**GIVEN MATERIAL**
┄┄┄┄┄┄
PR #423, opened 2017-04-21
Allow pylint/astroid to correctly interpret a class whose baseclass has been assigned to

cpennington:
If a class is derived from a base class that had been assigned to elsewhere in the code, `_is_metaclass` will see an `AssignAttr` or an `AssignName` as an inferred `baseobj`. These don't have `qname()`, so we use the first assigned value as the `baseobj` instead.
┄┄┄┄┄┄
**GOAL OF THE EXERCISE**
Write the listing out again, word for word.

**EXERCISE ANSWER**
PR #423, opened 2017-04-21
Allow pylint/astroid to correctly interpret a class whose baseclass has been assigned to

cpennington:
If a class is derived from a base class that had been assigned to elsewhere in the code, `_is_metaclass` will see an `AssignAttr` or an `AssignName` as an inferred `baseobj`. These don't have `qname()`, so we use the first assigned value as the `baseobj` instead.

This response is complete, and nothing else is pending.